Il n'est pas difficile de comprendre pourquoi la question des migrations vers l'Europe est apparue comme l'un des principaux dossiers sur la table de Saïed lors de son premier mandat.Bien que le nombre de personnes quittant la Tunisie ait augmenté depuis le milieu de la dernière décennie, l'installation du nouveau président comme gouvernement du pays a coïncidé avec une augmentation rapide des départs.En 2020, environ 14 600 personnes ont quitté les côtes tunisiennes, 20 200 en 2021 et 32 ​​300 en 2022.Depuis 2023, la Tunisie a largement dépassé la Libye en tant que point de départ pour des personnes de nombreuses régions d’Afrique fuyant, par exemple, l’insécurité de zones telles que le Sahel et l’Afrique de l’Ouest.On estime que cette année-là, 62 pour cent des traversées maritimes partaient de la côte tunisienne - correspondant à 97 667 personnes - contre 33 pour cent en provenance de l'État voisin.Un autre facteur qui a contribué à l'augmentation des départs a certainement étéfaire exploser les troubles sociaux internes, nourrie par les inégalités croissantes qui touchent aujourd’hui particulièrement les jeunes Tunisiens.Beaucoup d’entre eux ont quitté le pays en traversant la Méditerranée centrale ou en passant par les Balkans.Deuxième quelques estimations, environ 40 % des migrants tunisiens sont âgés de 15 à 29 ans.Tant les grandes villes que les zones rurales du pays ont été touchées par les départs et, vidées des jeunes générations, ont perdu toute perspective de développement futur.

Mais au lieu de préparer des recettes politiques pour résoudre le problème de la migration, le gouvernement de Saïed a décidé d'utiliser cette urgence à la fois pour détourner l'attention de la population du ralentissement de l'économie et comme outil de politique étrangère.Premièrement, il a attisé le ressentiment populaire avec des déclarations favorablesémergence d’un sentiment xénophobe envers les migrants.En février 2023, s'adressant au Conseil national de sécurité, il a appelé à une action urgente pour arrêter le flux de migrants subsahariens, défini comme « faisant partie d'un complot visant à modifier la structure démographique de la Tunisie ».La déclaration du président a déclenché des théories du complot - semblables à celles du remplacement ethnique fomentées par la rhétorique politique dans les pays européens - qui ont les Africains subsahariens stigmatisés.Et depuis l’émergence d’une rhétorique aussi brutale jusqu’àl'émergence d'une véritable violence le pas fut court :les attaques violentes contre les Africains subsahariens se sont multipliées, avec des dizaines de milliers de personnes transférées vers des zones isolées comme les oliveraies près d'El Amra, au nord de Sfax ou près des frontières algérienne et libyenne, où elles sont de fait abandonnées sans besoin de première nécessité.

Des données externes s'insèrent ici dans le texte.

PR #3382, opened 2026-08-16
feat(antigravity): add Gemini 3.7 Flash (High, Medium, Low) to MITM proxy defaultModels

alfep:
## Summary

- Adds `Gemini 3.7 Flash (High)`, `Gemini 3.7 Flash (Medium)`, and `Gemini 3.7 Flash (Low)` entries to `MITM_TOOLS.antigravity.defaultModels` in `src/shared/constants/cliTools.js`.
- Enables direct model mapping configuration for Gemini 3.7 Flash tiers in the 9Router Web Dashboard / MITM Proxy UI table.
- Added comprehensive unit tests for Gemini 3.7 Flash tier routing, upstream resolution, thinking level mapping, and MITM model extraction.

## Changes

1. **`src/shared/constants/cliTools.js`**:
   - Added `gemini-3.7-flash-high`, `gemini-3.7-flash-medium`, and `gemini-3.7-flash-low` to `defaultModels` so they appear in the MITM tool card and model mapping interface.
2. **`tests/unit/gemini-37-integration.test.js`**:
   - Added unit test suite validating Gemini 3.7 Flash tier transformations, `thinkingLevel` inclusion, MITM extraction for `gemini-3.7-flash-tiered`, default fallback handling, and CLI catalog synchronization.

## Verification

- Ran unit test suites with Vitest:
  - `tests/unit/gemini-37-integration.test.js` (PASSED)
  - `tests/unit/gemini-36-integration.test.js` (PASSED)
  - `tests/unit/antigravity-mitm.test.js` (PASSED)
  - `tests/unit/antigravity-retry-hook.test.js` (PASSED)
- All 39 tests passed cleanly without regressions.

PR #3715, opened 2026-09-02
fix: preserve Antigravity identity on model catalog requests

### LINKED ISSUE #3414: [Bug] Gemini 3.7 Flash missing when Antigravity MITM is enabled
## Description

When **Antigravity MITM** is enabled in 9router, the **Gemini 3.7 Flash** model is not available in Antigravity after launching it.

The issue is reproducible with the latest versions:

- **9router:** v0.5.55
- **Antigravity:** v2.8.1

Instead, the model list contains older Gemini models, including **Gemini 3.6 Flash**, but **Gemini 3.7 Flash is missing**.

When Antigravity is used **without MITM**, Gemini 3.7 Flash is available normally.

## Steps to reproduce

1. Install/update to **9router v0.5.55**.
2. Use **Antigravity v2.8.1**.
3. Enable **Antigravity MITM** in 9router.
4. Start/restart Antigravity.
5. Open the model selector in Antigravity.
6. Check the available Gemini models.
7. **Gemini 3.7 Flash is missing**, while older models such as Gemini 3.6 Flash are still available.

## Expected behavior

When using Antigravity through 9router MITM, the available model list should include the current models exposed by Antigravity, including **Gemini 3.7 Flash**.

## Actual behavior

With MITM enabled, Antigravity appears to receive an outdated or incomplete model list and **Gemini 3.7 Flash is not exposed**.

## Environment

- **9router:** v0.5.55
- **Antigravity:** v2.8.1
- **Antigravity MITM:** Enabled

## Additional information

The issue does **not** occur when Antigravity MITM is disabled.

This suggests that the model list exposed or intercepted by the **Antigravity MITM** may not be synchronized with the current models available upstream.

It would be useful if the MITM model list could be dynamically synchronized with the models currently available in Antigravity rather than relying on a static or outdated list.

mvanhorn:
Antigravity exposes Gemini 3.7 Flash when connected directly, but the model disappears from its selector when 9router MITM is enabled. Adding the Gemini 3.7 tiers to the dashboard mapping catalog in PR #3382 did not fix the native Antigravity catalog returned through the proxy. The MITM passthrough currently rewrites every Antigravity request to the hardcoded IDE version `1.23.2`, including non-chat model-catalog calls from newer Antigravity releases. This gives the issue a concrete local cause consistent with the reporter's reproduction on Antigravity 2.11.0.

## Summary

Restrict the legacy Antigravity IDE-version override in `src/mitm/antigravityIdeVersion.js` to generation endpoints that need the existing upstream compatibility workaround. Pass the request URL from `src/mitm/server.js` into that decision so model-catalog and other non-chat passthrough requests retain their original `User-Agent`, metadata, body bytes, and content length. Keep the existing chat-request rewrite behavior intact to avoid reopening the compatibility failure the override was introduced to handle.

## Tests

- A `fetchAvailableModels` or equivalent non-generation request with an Antigravity 2.11.0 identity is returned unchanged, preserving both the original `User-Agent` and `metadata.ideVersion` so current models remain eligible upstream.
- A `generateContent` and a `streamGenerateContent` request still applies the known-good legacy version override and returns the rewritten body for forwarding.
- A non-chat request with malformed or non-JSON content remains byte-for-byte unchanged and does not acquire a rewritten identity.
- A request without an Antigravity `User-Agent` or metadata identity remains unchanged instead of synthesizing identity fields.

Fixes #3414

### DIFF
--- a/src/mitm/antigravityIdeVersion.js
+++ b/src/mitm/antigravityIdeVersion.js
@@ -1,8 +1,8 @@
 "use strict";
 
-// Rewrite Antigravity IDE markers so upstream AG 2.x backend accepts the request.
-// User-Agent header (antigravity/<old>) and body.metadata.ideVersion are forced
-// to a known-good IDE version. Hardcoded MVP — toggle/version configurable later.
+// Rewrite Antigravity IDE markers on generation requests so upstream AG 2.x
+// backend accepts them. Catalog and other passthrough requests retain the
+// client's current identity. Hardcoded MVP — toggle/version configurable later.
 
 const ANTIGRAVITY_IDE_VERSION = "1.23.2";
 const ANTIGRAVITY_IDE_VERSION_OVERRIDE_ENABLED = true;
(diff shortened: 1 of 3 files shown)


decolua:
Thanks @mvanhorn for the contribution! Reviewed and merged into master. 🙏

PR #3719, opened 2026-09-02
fix(claude): support Fable 5.1

LucasOl1337:
## Summary

- add `claude-fable-5-1` to the Claude Code model catalog
- centralize the spoofed Claude Code version and update both request and billing identities to `2.1.257`
- mark Fable 5.1 as a permanently adaptive 1M-context model and send `output_config.effort` without a redundant thinking switch
- add regression coverage for the catalog capabilities, headers, billing identity, and adaptive-effort payload

## Root cause

Direct CC requests advertised Claude Code `2.1.92`. Fable 5.1 rejects that identity with HTTP 400 because it requires Claude Code `2.1.251` or newer.

## Validation

- `git diff --check` passed
- tests were added but not run, per operator instruction

### DIFF
--- a/CHANGELOG.md
+++ b/CHANGELOG.md
@@ -40,6 +40,9 @@
 - **i18n**: pt-BR expanded to 1132 terms
 
 ## Fixes
+- **Claude Code**: add Claude Fable 5.1 and advertise Claude Code 2.1.257 in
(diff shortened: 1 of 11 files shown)


decolua:
Thanks @LucasOl1337 for the contribution! Reviewed and merged into master. 🙏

Mais c'est l'utilisation de les flux migratoires au service de la politique étrangère peut-être le trait le plus significatif de la première présidence de Saïed.C’est précisément sur la promesse de la gestion des migrations que la Tunisie a conclu des accords importants et fructueux avec les gouvernements européens, inquiète des répercussions qu’auraient de nouvelles vagues migratoires sur l’opinion publique et, par conséquent, sur les sondages.Sur ce plan, la position avantageuse de Tunis a permis à Saïed de recevoir de Bruxelles 105 millions d'euros de financement pour la migration, promis par l’Union européenne en 2023 lors de la signature du Protocole d'accord à laquelle ont participé la présidente de la Commission Ursula von der Leyen et le Giorgia Meloni, Première ministre italienne.Un chiffre auquel il faut ajouter 150 millions d’euros de soutien au budget général, et globalement ils atteignent une somme nettement supérieure à celles obtenues par les précédents gouvernements tunisiens.Outre le bénéfice économique que Tunis a consacré à l'intensification de ses efforts de patrouille dans ses eaux territoriales, la victoire la plus importante pour Saïed réside dans le fait d'avoir obtenu la légitimité politique des gouvernements européens, au moment même où il s'efforçait d'éteindre tout souffle de démocratie dans un pays qui, encore plus après le vote de dimanche, apparaît transfiguré.